THE DATA below:
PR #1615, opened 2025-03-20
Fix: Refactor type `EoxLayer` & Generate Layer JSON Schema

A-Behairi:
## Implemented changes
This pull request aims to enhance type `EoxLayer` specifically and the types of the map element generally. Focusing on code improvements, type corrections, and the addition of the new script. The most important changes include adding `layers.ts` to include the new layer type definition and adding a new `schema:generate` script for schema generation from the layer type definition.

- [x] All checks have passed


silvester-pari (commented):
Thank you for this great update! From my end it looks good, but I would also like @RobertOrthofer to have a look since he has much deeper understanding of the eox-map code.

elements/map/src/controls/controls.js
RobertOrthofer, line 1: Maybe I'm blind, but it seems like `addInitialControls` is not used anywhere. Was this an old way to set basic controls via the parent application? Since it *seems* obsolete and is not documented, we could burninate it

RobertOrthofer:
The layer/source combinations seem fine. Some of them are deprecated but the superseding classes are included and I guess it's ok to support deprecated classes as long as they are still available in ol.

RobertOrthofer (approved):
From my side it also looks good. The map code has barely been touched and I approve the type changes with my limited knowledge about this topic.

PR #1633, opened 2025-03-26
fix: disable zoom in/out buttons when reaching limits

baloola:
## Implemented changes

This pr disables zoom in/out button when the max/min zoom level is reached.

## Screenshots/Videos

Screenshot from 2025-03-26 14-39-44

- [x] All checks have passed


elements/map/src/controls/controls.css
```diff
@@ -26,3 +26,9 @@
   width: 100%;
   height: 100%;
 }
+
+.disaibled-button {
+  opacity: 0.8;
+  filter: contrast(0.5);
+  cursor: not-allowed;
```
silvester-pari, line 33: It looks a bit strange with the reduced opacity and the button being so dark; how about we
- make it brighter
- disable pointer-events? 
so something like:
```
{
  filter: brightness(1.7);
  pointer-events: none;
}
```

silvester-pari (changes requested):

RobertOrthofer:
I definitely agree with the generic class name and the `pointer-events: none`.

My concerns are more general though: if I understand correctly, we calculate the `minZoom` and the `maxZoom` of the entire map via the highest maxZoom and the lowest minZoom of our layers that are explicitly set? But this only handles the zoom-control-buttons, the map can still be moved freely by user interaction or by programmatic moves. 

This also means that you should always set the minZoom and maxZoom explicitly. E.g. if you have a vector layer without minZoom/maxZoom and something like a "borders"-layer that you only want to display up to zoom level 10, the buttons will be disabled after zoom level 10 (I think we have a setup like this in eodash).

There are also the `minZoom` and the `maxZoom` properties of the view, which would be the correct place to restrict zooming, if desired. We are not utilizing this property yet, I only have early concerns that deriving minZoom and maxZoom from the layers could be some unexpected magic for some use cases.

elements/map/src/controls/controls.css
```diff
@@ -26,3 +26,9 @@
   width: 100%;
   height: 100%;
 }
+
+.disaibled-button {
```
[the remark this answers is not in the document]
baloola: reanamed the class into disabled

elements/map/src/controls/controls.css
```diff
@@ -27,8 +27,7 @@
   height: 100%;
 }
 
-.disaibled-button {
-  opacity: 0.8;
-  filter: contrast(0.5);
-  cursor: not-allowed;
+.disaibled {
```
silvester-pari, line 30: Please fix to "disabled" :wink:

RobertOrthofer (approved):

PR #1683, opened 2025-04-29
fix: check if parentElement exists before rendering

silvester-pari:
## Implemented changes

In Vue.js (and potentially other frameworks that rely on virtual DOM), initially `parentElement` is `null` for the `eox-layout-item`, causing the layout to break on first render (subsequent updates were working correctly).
End of THE DATA.
THE DATA below:
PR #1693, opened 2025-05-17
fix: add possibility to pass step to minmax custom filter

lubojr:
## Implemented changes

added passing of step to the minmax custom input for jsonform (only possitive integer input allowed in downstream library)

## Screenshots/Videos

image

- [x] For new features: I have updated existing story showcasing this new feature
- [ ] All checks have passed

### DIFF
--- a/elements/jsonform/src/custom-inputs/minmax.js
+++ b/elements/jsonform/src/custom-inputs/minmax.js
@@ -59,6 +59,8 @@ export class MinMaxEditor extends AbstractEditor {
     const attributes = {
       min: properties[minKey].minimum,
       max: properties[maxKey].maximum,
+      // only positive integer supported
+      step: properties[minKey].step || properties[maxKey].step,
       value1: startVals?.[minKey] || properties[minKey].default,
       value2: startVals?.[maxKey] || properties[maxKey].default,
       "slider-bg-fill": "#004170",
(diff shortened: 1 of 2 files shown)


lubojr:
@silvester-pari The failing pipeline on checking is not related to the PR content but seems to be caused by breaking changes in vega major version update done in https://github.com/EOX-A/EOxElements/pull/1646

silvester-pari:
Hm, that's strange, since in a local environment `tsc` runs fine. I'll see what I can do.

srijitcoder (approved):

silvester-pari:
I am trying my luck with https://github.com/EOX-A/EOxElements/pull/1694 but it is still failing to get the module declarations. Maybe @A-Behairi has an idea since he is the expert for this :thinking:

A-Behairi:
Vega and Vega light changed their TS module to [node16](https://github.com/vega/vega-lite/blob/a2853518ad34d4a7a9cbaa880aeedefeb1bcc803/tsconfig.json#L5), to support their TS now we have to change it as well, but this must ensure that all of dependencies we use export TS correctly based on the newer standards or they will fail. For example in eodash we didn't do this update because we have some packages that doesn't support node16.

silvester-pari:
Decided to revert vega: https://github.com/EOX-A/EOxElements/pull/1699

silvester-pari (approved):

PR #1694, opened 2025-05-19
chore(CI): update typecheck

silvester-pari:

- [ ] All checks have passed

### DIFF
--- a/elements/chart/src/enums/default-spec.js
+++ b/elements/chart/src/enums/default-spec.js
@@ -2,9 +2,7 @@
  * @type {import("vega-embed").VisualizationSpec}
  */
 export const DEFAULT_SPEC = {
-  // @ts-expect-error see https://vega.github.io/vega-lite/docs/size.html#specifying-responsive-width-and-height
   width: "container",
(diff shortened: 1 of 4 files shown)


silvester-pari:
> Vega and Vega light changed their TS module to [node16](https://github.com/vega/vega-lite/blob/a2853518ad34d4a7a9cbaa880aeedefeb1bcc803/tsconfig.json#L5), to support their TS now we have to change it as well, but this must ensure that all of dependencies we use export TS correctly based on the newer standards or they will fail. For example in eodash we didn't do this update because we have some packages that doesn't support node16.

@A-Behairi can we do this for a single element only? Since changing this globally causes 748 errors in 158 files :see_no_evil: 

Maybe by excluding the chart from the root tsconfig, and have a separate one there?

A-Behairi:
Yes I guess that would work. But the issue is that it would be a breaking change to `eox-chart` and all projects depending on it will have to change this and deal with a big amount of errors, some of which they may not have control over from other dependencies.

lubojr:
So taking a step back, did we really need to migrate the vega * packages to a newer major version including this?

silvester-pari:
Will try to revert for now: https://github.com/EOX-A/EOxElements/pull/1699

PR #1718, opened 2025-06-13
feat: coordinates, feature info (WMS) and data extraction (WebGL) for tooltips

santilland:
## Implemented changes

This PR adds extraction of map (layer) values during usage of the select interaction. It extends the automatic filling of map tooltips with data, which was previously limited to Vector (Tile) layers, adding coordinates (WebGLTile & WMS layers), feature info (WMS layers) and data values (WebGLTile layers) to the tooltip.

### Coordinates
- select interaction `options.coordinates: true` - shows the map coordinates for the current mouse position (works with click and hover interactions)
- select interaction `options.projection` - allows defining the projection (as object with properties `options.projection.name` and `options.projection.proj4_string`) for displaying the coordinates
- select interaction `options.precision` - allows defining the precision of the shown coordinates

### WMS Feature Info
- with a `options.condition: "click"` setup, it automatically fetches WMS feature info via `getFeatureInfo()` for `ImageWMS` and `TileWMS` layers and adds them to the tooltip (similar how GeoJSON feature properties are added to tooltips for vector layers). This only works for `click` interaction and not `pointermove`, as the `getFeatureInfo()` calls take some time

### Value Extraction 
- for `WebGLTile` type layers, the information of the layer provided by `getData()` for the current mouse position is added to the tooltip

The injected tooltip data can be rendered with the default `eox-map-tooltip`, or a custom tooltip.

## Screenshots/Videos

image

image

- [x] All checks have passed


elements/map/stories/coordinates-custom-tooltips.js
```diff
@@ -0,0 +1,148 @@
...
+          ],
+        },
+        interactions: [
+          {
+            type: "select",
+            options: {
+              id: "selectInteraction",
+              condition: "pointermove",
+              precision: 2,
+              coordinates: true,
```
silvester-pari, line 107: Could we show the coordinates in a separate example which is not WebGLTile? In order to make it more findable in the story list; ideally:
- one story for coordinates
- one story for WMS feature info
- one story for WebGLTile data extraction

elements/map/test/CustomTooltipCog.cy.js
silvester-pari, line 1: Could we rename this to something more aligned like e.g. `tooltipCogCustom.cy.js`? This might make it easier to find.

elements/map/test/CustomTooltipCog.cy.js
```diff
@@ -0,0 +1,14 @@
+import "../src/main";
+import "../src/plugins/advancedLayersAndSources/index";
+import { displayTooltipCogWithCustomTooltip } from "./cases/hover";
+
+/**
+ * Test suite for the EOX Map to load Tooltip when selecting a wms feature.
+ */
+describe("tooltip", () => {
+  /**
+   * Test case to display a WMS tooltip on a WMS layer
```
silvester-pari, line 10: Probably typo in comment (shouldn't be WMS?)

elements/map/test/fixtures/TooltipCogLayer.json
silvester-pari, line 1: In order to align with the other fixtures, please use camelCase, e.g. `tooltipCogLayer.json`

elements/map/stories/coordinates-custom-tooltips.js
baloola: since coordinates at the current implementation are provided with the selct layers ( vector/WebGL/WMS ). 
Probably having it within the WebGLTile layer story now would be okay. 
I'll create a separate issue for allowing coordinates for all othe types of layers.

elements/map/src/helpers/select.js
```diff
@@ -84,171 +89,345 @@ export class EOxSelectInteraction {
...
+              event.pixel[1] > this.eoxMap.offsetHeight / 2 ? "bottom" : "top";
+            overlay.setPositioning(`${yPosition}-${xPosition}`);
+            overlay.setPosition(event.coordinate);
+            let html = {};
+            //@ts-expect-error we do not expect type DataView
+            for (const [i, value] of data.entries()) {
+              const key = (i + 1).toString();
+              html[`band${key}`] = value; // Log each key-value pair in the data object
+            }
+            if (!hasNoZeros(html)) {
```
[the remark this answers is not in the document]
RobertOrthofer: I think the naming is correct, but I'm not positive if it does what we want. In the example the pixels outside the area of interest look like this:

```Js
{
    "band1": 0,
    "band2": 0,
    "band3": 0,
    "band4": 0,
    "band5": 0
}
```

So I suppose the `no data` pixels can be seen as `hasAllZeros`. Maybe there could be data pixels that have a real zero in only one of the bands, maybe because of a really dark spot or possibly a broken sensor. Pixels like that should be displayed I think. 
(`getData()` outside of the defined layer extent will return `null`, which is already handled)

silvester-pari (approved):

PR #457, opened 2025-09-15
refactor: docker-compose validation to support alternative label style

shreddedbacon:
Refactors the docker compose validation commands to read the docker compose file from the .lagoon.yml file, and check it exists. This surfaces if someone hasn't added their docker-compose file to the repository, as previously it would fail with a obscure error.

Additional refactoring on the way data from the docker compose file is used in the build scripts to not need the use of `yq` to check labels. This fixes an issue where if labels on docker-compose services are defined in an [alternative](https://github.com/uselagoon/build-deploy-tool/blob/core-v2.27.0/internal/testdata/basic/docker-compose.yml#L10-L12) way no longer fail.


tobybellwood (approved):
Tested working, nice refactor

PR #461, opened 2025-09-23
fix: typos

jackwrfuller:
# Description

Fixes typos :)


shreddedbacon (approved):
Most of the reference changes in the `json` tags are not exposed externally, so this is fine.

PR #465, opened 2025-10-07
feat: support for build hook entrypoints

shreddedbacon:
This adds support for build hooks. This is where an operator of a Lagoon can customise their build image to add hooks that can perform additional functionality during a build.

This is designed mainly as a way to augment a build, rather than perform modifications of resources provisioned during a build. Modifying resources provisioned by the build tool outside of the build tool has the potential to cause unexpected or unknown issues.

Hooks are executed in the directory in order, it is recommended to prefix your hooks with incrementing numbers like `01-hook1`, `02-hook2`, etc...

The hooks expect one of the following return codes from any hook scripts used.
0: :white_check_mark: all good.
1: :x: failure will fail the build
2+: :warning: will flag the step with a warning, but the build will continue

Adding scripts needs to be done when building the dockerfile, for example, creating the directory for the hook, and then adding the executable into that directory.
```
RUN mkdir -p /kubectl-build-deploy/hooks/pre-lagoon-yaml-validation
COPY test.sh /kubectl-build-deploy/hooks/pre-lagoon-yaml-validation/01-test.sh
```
End of THE DATA.
THE DATA below:
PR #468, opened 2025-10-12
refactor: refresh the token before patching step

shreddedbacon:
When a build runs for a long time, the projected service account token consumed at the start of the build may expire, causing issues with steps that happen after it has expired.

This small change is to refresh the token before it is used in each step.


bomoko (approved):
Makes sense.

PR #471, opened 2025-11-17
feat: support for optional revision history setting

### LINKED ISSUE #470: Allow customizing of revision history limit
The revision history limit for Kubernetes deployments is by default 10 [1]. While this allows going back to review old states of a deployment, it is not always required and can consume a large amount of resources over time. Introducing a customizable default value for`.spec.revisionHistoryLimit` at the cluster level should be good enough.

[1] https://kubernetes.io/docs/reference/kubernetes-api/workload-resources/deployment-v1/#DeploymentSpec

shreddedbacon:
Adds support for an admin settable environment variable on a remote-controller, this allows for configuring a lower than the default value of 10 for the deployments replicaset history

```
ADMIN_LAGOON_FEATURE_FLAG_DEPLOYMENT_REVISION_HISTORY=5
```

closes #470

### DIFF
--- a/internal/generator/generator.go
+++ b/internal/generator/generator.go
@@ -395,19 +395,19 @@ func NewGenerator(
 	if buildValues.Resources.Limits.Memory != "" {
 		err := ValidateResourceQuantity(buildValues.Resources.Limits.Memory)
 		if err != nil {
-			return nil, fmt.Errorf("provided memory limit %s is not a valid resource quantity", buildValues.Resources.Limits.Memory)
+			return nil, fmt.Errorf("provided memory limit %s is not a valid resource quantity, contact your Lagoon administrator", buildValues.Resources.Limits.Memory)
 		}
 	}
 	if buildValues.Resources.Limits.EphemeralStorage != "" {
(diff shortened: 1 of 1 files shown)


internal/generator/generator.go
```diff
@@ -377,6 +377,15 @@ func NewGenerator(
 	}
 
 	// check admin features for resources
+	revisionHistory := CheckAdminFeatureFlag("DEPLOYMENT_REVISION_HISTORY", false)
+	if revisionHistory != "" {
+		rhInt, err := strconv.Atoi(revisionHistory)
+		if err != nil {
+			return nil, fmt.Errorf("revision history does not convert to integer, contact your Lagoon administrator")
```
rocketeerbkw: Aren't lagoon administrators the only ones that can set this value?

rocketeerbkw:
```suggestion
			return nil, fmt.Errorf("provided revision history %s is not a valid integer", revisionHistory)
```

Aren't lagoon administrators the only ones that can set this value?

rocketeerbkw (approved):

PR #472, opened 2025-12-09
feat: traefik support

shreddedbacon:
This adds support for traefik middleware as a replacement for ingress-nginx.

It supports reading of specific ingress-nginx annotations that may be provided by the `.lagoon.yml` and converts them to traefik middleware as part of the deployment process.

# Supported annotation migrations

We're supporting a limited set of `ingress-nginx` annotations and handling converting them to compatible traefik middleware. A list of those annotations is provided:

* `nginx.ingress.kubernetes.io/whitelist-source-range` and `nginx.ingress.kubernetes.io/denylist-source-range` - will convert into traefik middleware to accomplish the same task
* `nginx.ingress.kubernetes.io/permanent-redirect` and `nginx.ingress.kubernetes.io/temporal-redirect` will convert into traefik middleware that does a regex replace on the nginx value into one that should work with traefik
End of THE DATA.
> [YOUR GOAL]: In the listing above, find the line with "silvester-pari, line 33: It" and the line with "I definitely agree", then reproduce both and every line between them exactly.

> [WRITTEN SOLUTION]:
silvester-pari, line 33: It looks a bit strange with the reduced opacity and the button being so dark; how about we
- make it brighter
- disable pointer-events? 
so something like:
```
{
  filter: brightness(1.7);
  pointer-events: none;
}
```

silvester-pari (changes requested):

RobertOrthofer:
I definitely agree with the generic class name and the `pointer-events: none`.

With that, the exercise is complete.